At least two other research approaches were also leading toward the development of a coevolutionary perspective in the early 1960s. Flor’s (1942, 1955) concept of gene-for-gene interactions between parasites and hosts, developed initially in the literature on phytopathology, was being introduced into the broader literature (e.g. Person et al., 1962). Mode’s (1958) paper in Evolution, entitled “A mathematical model for the co-evolution of obligate parasites and their hosts,” is probably the first mathematical model of the genetics of coevolution and is explicitly a model of Flor’s results on gene-for-gene interactions in flax and flax rust.

In addition, Pimentel’s studies of what he calls genetic feedback began appearing in 1961. These studies are aimed at understanding the relationship between coevolution and population regulation, although he does not use the term coevolution in his early papers. The logic of these experiments is as follows: organisms adapted to feeding on a host are able to achieve high population densities; these high densities create strong selection pressures on host populations and select for resistance to attack; this feeds back negatively on the enemy (predator or parasite) population; after many population cycles, enemy populations are ultimately limited and stability results (Pimentel, 1961). This effect has been shown to some extent in the housefly Musca domestica and its parasitoid Nasonia vitripennis when the parasite is interacting with resistant hosts as compared with susceptible hosts under laboratory conditions (Pimentel et al., 1978). The parasite populations on experimental (resistant) hosts oscillate around a lower mean, oscillate less in absolute numbers of individuals, and have an overall tendency toward decreased oscillation. This, of course, is only one facet of coevolution and under these conditions, the host is not freely evolving in response to the parasite from the start: the experiments were begun with populations of susceptible and resistant houseflies. Although the assumptions of the genetic-feedback models were highly restrictive (Łomnicki, 1971; Slatkin and Maynard Smith, 1979), the perspective of the experiments was nonetheless coevolutionary.

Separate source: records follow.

PR #593, opened 2016-10-07
Add OEM ACI building support

dm0-:
This adds a function to the `image_to_vm` library that builds an ACI file and installs it into `/usr/share/oem`.  The "building" part is a new library file that reuses the `create_prod_image` function, run in a slightly more controlled environment.

This is for coreos/bugs#1468.

### DIFF
--- a/build_library/oem_aci_util.sh
+++ b/build_library/oem_aci_util.sh
@@ -1,0 +1,124 @@
+# Copyright (c) 2016 The CoreOS Authors. All rights reserved.
+# Use of this source code is governed by a BSD-style license that can be
+# found in the LICENSE file.
+
+# Expects BOARD, BUILD_DIR, BUILD_LIBRARY_DIR, and COREOS_VERSION in env.
+
+# There must be a manifest template included with the ebuild at
+# files/manifest.in, which will have some variable values substituted before
+# being written into place for the ACI.  Optionally, a shell script can also be
+# included at files/manglefs.sh to be run after all packages are installed.  It
+# is intended to be used to make modifications to the file system layout and
+# program paths that some included agent software might expect.
+
+# Copied from create_prod_image()
+create_oem_aci_image() {
+    local image_name="$1"
+    local disk_layout="$2"
+    local update_group="$3"
+    local base_pkg="${4?No base package was specified}"
+
+    info "Building OEM ACI staging image ${image_name}"
+    local root_fs_dir="${BUILD_DIR}/rootfs"
+    local image_contents="${image_name%.bin}_contents.txt"
+    local image_packages="${image_name%.bin}_packages.txt"
+    local image_licenses="${image_name%.bin}_licenses.txt"
+
+    start_image \
+        "${image_name}" "${disk_layout}" "${root_fs_dir}" "${update_group}"
+
+    # Install minimal GCC (libs only) and then everything else
+    set_image_profile oem-aci
+    extract_prod_gcc "${root_fs_dir}"
+    emerge_to_image "${root_fs_dir}" "${base_pkg}"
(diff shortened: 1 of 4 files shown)


build_library/oem_aci_util.sh
```diff
@@ -0,0 +1,80 @@
...
+        die_notrace "The \"${base_pkg}\" ebuild is not a meta package"
+
+    # Disable some features, and run a regular prod image build for this OEM.
+    # Note that we later depend on this function using "${BUILD_DIR}/rootfs".
+    local save_COREOS_OFFICIAL=$COREOS_OFFICIAL
+    local save_FLAGS_upload=$FLAGS_upload
+    COREOS_OFFICIAL=0
+    FLAGS_upload=1
+    mkdir -p "${BUILD_DIR}"/configroot/etc/portage/
+    echo 'dev-lang/python' >> "${BUILD_DIR}"/configroot/etc/portage/package.unmask
```
marineam: I suppose we need to use the 'dev' sub-profile or create a new one?

build_library/oem_aci_util.sh
```diff
@@ -0,0 +1,80 @@
...
+    [ -n "${ebuild}" ] || die_notrace "No ebuild exists for OEM \"${oem}\""
+    grep -Fqs '(meta package)' "${ebuild}" ||
+        die_notrace "The \"${base_pkg}\" ebuild is not a meta package"
+
+    # Disable some features, and run a regular prod image build for this OEM.
+    # Note that we later depend on this function using "${BUILD_DIR}/rootfs".
+    local save_COREOS_OFFICIAL=$COREOS_OFFICIAL
+    local save_FLAGS_upload=$FLAGS_upload
+    COREOS_OFFICIAL=0
+    FLAGS_upload=1
```
marineam: Ick, if re-using the prod image code perhaps it should be broken down into the reusable parts we want. Also why are you forcing upload?

build_library/vm_image_util.sh
```diff
@@ -444,6 +445,25 @@ install_oem_package() {
...
 }
 
+# Write the OEM ACI file into the OEM partition.
+install_oem_aci() {
+    local oem_aci=$(_get_vm_opt OEM_ACI)
+
+    [ -n "${oem_aci}" ] || return 0
+
+    local save_BUILD_DIR=$BUILD_DIR
+    BUILD_DIR=$FLAGS_to
```
marineam: Mixing state like this scares me, oem_aci_create should called as a different script.

build_library/oem_aci_util.sh
dm0-: I'll duplicate the function without those official update and upload commands, then.  And that disables uploading ... `1` is the "false" value for some reason.

build_library/oem_aci_util.sh
dm0-: I don't think we should be using `dev`, as it would leave so much unused bloat in the container (static libraries, build tools, etc.).  If unmasking a package is unacceptable here, we should have another sub-profile that doesn't mask packages.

The study of coevolution, therefore, developed from a variety of research orientations and proceeded hand-in-hand with the development of evolutionary ecology as a major research framework. Janzen’s (1966, 1967) landmark study of acacias and acacia ants illustrated how coevolution could be studied through a combination of solid natural history observation and experimentation within natural communities. By 1975 a variety of interactions between animals and plants could be summarized from a coevolutionary perspective in the important volume on Coevolution of Animals and Plants edited by Gilbert and Raven. Mathematical modeling of coevolution in two-species systems also became an important direction for modeling in population genetics and evolutionary ecology in the 1970s (Roughgarden, 1979; Slatkin and Maynard Smith, 1979).

Together these approaches moved the study of coevolution toward analyses of general patterns among particular kinds of interaction. For example, Price (1977, 1980) asks how coevolution between parasites and their hosts could differ from coevolution between predators and prey, and Connell (1980) suggests why coevolution may be infrequent among competitors. This book, then, is part of the search for patterns in coevolution and in the evolution of interactions in general.

Some evolutionary patterns may result from the ways organisms feed on other species. Organisms differ greatly in how they attack their victims, including whether they kill their victims, how long they remain to feed on a single victim before killing it or leaving it, and how many victims they feed upon during their lifetimes. These differences in modes of feeding influence how (1) organisms specialize on their victims, (2) victims defend themselves against enemies, and (3) coevolution proceeds between enemies and their victims. This chapter considers patterns in specialization, defense, and coevolution between parasites, grazers, and predators and their victims in an effort to find patterns in interaction and coevolution that transcend taxonomic boundaries.